=== Exercise description ===
Wherever the string "shortened" appears in the listing, copy that line.

[Dataset entries — start]

PR #2267, opened 2018-06-11
ZIOS-9798: Add guest icon to guests in share screen, personal accounts

nicorsm:
### Issues

Personal accounts could see the Guest icon inside `ShareViewController`, which should be visible only to team accounts.

### Solutions

I've added a `hasTeam` clause to the conditions of the `showsGuestIcon` variable.

### DIFF
--- a/Wire-iOS/Sources/UserInterface/Conversation/Content/ConversationContentViewController+Forward.swift
+++ b/Wire-iOS/Sources/UserInterface/Conversation/Content/ConversationContentViewController+Forward.swift
@@ -25,7 +25,10 @@ extension ZMConversation: ShareDestination {
     
     public var showsGuestIcon: Bool {
         return self.conversationType == .oneOnOne &&
-            self.activeParticipants.first { $0 is ZMUser && ($0 as! ZMUser).isGuest(in: self) } != nil
+            self.activeParticipants.first {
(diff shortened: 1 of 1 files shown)


Wire-iOS/Sources/UserInterface/Conversation/Content/ConversationContentViewController+Forward.swift
```diff
@@ -25,7 +25,10 @@ extension ZMConversation: ShareDestination {
     
     public var showsGuestIcon: Bool {
         return self.conversationType == .oneOnOne &&
-            self.activeParticipants.first { $0 is ZMUser && ($0 as! ZMUser).isGuest(in: self) } != nil
+            self.activeParticipants.first {
+                guard let user = $0 as? ZMUser else { return false }
+                return user.hasTeam && user.isGuest(in: self)
```
mikeger: Not sure about the logic here, as I understood the problem we must check if the current user (i.e. ZMUser.selfUser) has the team. Otherwise we are checking that SOME user is guest and a team user.

nicorsm: Yep, right, the problem here is that I'm currently check if a user inside the conversation has the team. I should check if I'm inside a team, not the users in the convos.

PR #2270, opened 2018-06-13
ZIOS-ZIOS-10119: Redesign ephemeral message countdown design

alexaubry:
### Issues

A new design was introduced for the ephemeral destruction indicator:

- Circular *pie-like* shape
- Animates smoothly
- Fades out text during last 10 seconds

### Solutions

- Use a shape layer with a moving circle stroke to produce the pie chart
- Use a `CABasicAnimation` to animate the line along with progress
- Refactor countdown start/stop in message cell to integrate with the new animations
- Change constraints in message cell to position the countdown under the avatar
- Do not display the countdown if the message is a ping (because the countdown circle overlaps the ping icon)

## Notes

- [x] Colors and animations need to be confirmed by design


Wire-iOS/Resources/Classy/stylesheet.cas
```diff
@@ -321,6 +318,11 @@ UnknownMessageCell {
     }
 }
 
+DestructionCountdownView {
```
typfel: Why are trying to phase out usage of Classy so I would move this styling into the code.

WireExtensionComponents/Utilities/ColorScheme.m
```diff
@@ -93,6 +93,9 @@
 NSString * const ColorSchemeColorTokenFieldBackground = @"token-field-background";
 NSString * const ColorSchemeColorTokenFieldTextPlaceHolder = @"token-field-text-placeholder";
 
+NSString * const ColorSchemeCountdownElapsedTime = @"countdown-elapsed-time";
+NSString * const ColorSchemeCountdownRemainingTime = @"countdown-remaining-time";
```
mikeger: So are the colors the same in black and white theme?

alexaubry: Oliver confirmed that they are the same in both modes.

mikeger: Ok, then may be it's fine to hardcode the color values as constants in the code, not to overload this class.

alexaubry:
@typfel @mikeger Updated the PR with your suggestions and feedback from design.

Wire-iOS/Sources/UserInterface/Conversation/Content/Cells/ConversationCell.m
```diff
@@ -36,6 +36,8 @@
 const NSTimeInterval ConversationCellSelectionAnimationDuration = 0.33;
 static const CGFloat BurstContainerExpandedHeight = 40;
 
+static NSString * const kConversationCellImminentExpirationAnimationKey = @"ImminentExpiration";
```
mikeger: I am not 100% sure where it is used. Might be possible to remove?

Wire-iOS/Sources/UserInterface/Conversation/Content/Cells/ConversationCell.m
```diff
@@ -281,8 +283,17 @@ - (void)createBaseConstraints
     
     [self.likeButton autoAlignAxis:ALAxisHorizontal toSameAxisOfView:self.toolboxView];
     [self.likeButton autoAlignAxis:ALAxisVertical toSameAxisOfView:self.authorImageContainer];
-    
-    [self.countdownContainerView autoPinEdgeToSuperviewEdge:ALEdgeTrailing withInset:8];
+
+    NSArray *countdownContainerConstraints =
+    @[
+      [self.countdownContainerView.topAnchor constraintEqualToAnchor:self.authorImageView.bottomAnchor constant:6],
+      [self.countdownContainerView.centerXAnchor constraintEqualToAnchor:self.authorImageView.centerXAnchor],
```
typfel: So the new timer is displayed over the avatar of sender, what happens when the avatar is not visible when one participant sends multiple messages in a row?

typfel: Found the design :) So it's below the avatar, but have you verified that the constraints are valid also in this case?

alexaubry: Yes, I checked, and it works both when the avatar is displayed and when it's not.

Wire-iOS/Sources/UserInterface/Conversation/Content/Cells/ConversationCell.m
```diff
@@ -681,23 +684,43 @@ - (void)startCountdownAnimationIfNeeded:(id<ZMConversationMessage>)message
...
+    NSTimeInterval duration = self.message.destructionDate.timeIntervalSinceNow;
+
+    if (!self.countdownView.isAnimatingProgress && duration >= 1) {
+        NSTimeInterval progress = [self calculateCurrentCountdownProgress];
+        [self.countdownView startAnimatingWithDuration:duration currentProgress:progress];
+        self.countdownView.hidden = NO;
+    }
+
+    if (duration <= 10 && self.messageContentView.alpha > 0.5) {
+        self.messageContentView.alpha = 0.5;
```
billypchan: For the 10 sec option, the cell is faded immediately.

PR #2271, opened 2018-06-13
ZIOS-10059: Soundcloud still plays when switching accounts

nicorsm:
### Issues

1. If Soundcloud is playing and the user wants to switch to other accounts, the player still plays the song. If the user comes back to the previous account is not possible to stop the music.
2. In that case, Soundcloud crashes when the song ends.

### Causes

1. We weren't specifying the song to stop playing on account switch
2. We are trying to remove the observer for keypath `status` in `self.avPlayer.currentItem`, which wasn't added before in any point of the code (but still calls the observation methods).

### Solutions

1. I'm calling `stop()` on the shared instance of `mediaPlaybackManager`.
2. I've removed the call to `removeObserver` on `self.avPlayer.currentItem`. Question: is it enough removing the observer about `currentItem` inside `avPlayer`, like we're doing in the line before?


mikeger:
@typfel I don't remember this code any more, may be you have an idea?

typfel:
@nicorsm I assume removing the observer of the currentItem was an attempt clean up the observer which is added to the `audioTrack`. This should, I think,  already be handled by setting `self.audioTrack = nil` in `dealloc`.

nicorsm:
Thanks for the review @typfel !

PR #2273, opened 2018-06-13
ZIOS-10054: German L10N doesn't distinguish singular/plural string form

nicorsm:
## What's new in this PR?

Two issues fixed:
1. "warten" was duplicated in the plural version and inside the key (so it appeared like "2 Kontakte warten warten")
2.  Fixed singular case of the string by appending "wartet"


mikeger:
@nicorsm this file is overwritten by the Crowdin fetch, I think it is better to update it there.

PR #3844, opened 2019-12-02
Feature: refactoring guest label indicator group role label indicator

KaterinaWire:
## What's new in this PR?

Create a LabelIndicator view and  init method with an icon, title and accessibilityIdentifier  parameters instead of  GuestLabelIndicator and GroupRoleLabelIndicator.


Wire-iOS/Sources/UserInterface/Components/Views/LabelIndicator.swift
```diff
@@ -18,43 +18,45 @@
...
+final class LabelIndicator: UIView {
+    
     private let variant: ColorSchemeVariant
-    private let groupRoleIcon = UIImageView()
+    private let indicatorIcon = UIImageView()
     private let titleLabel = UILabel()
     private let containerView = UIView()
     
-    init() {
+    init(icon: StyleKitIcon, title: String, accessibilityIdentifier: String) {
```
billypchan: We can create a context for `LabelIndicator` having value like `.groupRole` and `.guest`

Wire-iOS/Sources/UserInterface/SelfProfile/ProfileHeaderViewController.swift
```diff
@@ -219,7 +219,6 @@ final class ProfileHeaderViewController: UIViewController, Themeable {
     
     func applyColorScheme(_ variant: ColorSchemeVariant) {
         availabilityTitleViewController.availabilityTitleView?.colorSchemeVariant = variant
-        guestIndicator.colorSchemeVariant = variant
```
billypchan: still needed for variant update?

KaterinaWire: I set in init method `self.variant = ColorScheme.default.variant`

billypchan: This method would be called after color scheme is update, which may happens after `init` is called

KaterinaWire: Add `colorSchemeVariant` to the `LabelIndicator` view.

PR #3848, opened 2019-12-04
Feature: Update UI for the user profile: add status to change group role 

KaterinaWire:
## What's new in this PR?

Add a new state for the `ProfileDetailsViewController` and the method for the `ProfileDetailsContentControllerDelegate protocol` to track the current group role in the UI.

### DIFF
--- a/Wire-iOS/Sources/UserInterface/SelfProfile/ProfileHeaderViewController.swift
+++ b/Wire-iOS/Sources/UserInterface/SelfProfile/ProfileHeaderViewController.swift
@@ -169,7 +169,7 @@ final class ProfileHeaderViewController: UIViewController, Themeable {
         guestIndicatorStack.alignment = .center
         
         updateGuestIndicator()
-        updategroupRoleIndicator()
+        updateGroupRoleIndicator()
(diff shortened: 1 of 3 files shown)


Wire-iOS/Sources/UserInterface/SelfProfile/ProfileHeaderViewController.swift
```diff
@@ -235,14 +235,18 @@ final class ProfileHeaderViewController: UIViewController, Themeable {
...
         if let _ = conversation {
             groupRoleIndicator.isHidden = !user.isAdminGroup
         } else {
             groupRoleIndicator.isHidden = true
         }
     }
     
+    func switchGroupRoleIndicatorToAdmin(_ isAdminRole: Bool) {
+        groupRoleIndicator.isHidden = !isAdminRole
+    }
```
billypchan: We can refactor this to `var isAdminRole` and handle the UI update in the `set` block

KaterinaWire: Fixed

PR #3850, opened 2019-12-04
Update permissions strings

David-Henner:
### Issues

Permissions strings used for camera and microphone were not consistent between the post-install permissions alerts and our "custom" permissions alerts

### Solution

- Used the localised `NS...UsageDescription` from `InfoPlist.strings` instead of the strings defined in `Localizable.strings`


Wire-iOS/Sources/Helpers/UIApplication+Permissions.m
```diff
@@ -103,7 +103,7 @@ + (void)wr_warnAboutCameraPermissionWithCompletion:(dispatch_block_t)completion
     }
     
     UIAlertController *noVideoAlert = [UIAlertController alertWithOKButtonWithTitle:NSLocalizedString(@"voice.alert.camera_warning.title", nil)
-                                                                            message:NSLocalizedString(@"voice.alert.camera_warning.explanation", nil)
+                                                                            message:NSLocalizedStringFromTable(@"NSCameraUsageDescription", @"InfoPlist", nil)
```
billypchan: in `Wire-Info.plist` there is also a copy of `NSCameraUsageDescription` & `NSMicrophoneUsageDescription`, should we also update that copy?

Wire-iOS/Sources/Helpers/UIApplication+Permissions.m
```diff
@@ -103,7 +103,7 @@ + (void)wr_warnAboutCameraPermissionWithCompletion:(dispatch_block_t)completion
     }
     
     UIAlertController *noVideoAlert = [UIAlertController alertWithOKButtonWithTitle:NSLocalizedString(@"voice.alert.camera_warning.title", nil)
-                                                                            message:NSLocalizedString(@"voice.alert.camera_warning.explanation", nil)
```
billypchan: If it is not needed we can remove these strings fro `Localizable.strings(Base)` file and it will be updated in crowdin.

billypchan:
Do we need to check similar cases for photo and contact permission also?

David-Henner:
This is what it looks like, I don't know if it's necessary to have the same text in those cases. I think it's okay to leave it as it is. What do you think @billypchan ?

### Photos

<div>


</div>

### Contacts

<div>


</div>

Wire-iOS/Sources/Helpers/UIApplication+Permissions.m
David-Henner: Done in f466892

Wire-iOS/Sources/Helpers/UIApplication+Permissions.m
David-Henner: Done in e39df36

marcoconti83:
Waiting for next release before merging this

typfel:
@David-Henner  I guess we can merge this now?

PR #3861, opened 2019-12-16
fix: use ZMConversation.defaultAdminRoleName as role name checker

billypchan:
## What's new in this PR?

Use `ZMConversation.defaultAdminRoleName` provided from data-model to identify a role name is an admin or not.


billypchan:
notice: 35 tests failed, e.g. `testForOptionsForNonTeamUser `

[Dataset entries — finish]

=== Solution ===
(diff shortened: 1 of 1 files shown)
(diff shortened: 1 of 3 files shown)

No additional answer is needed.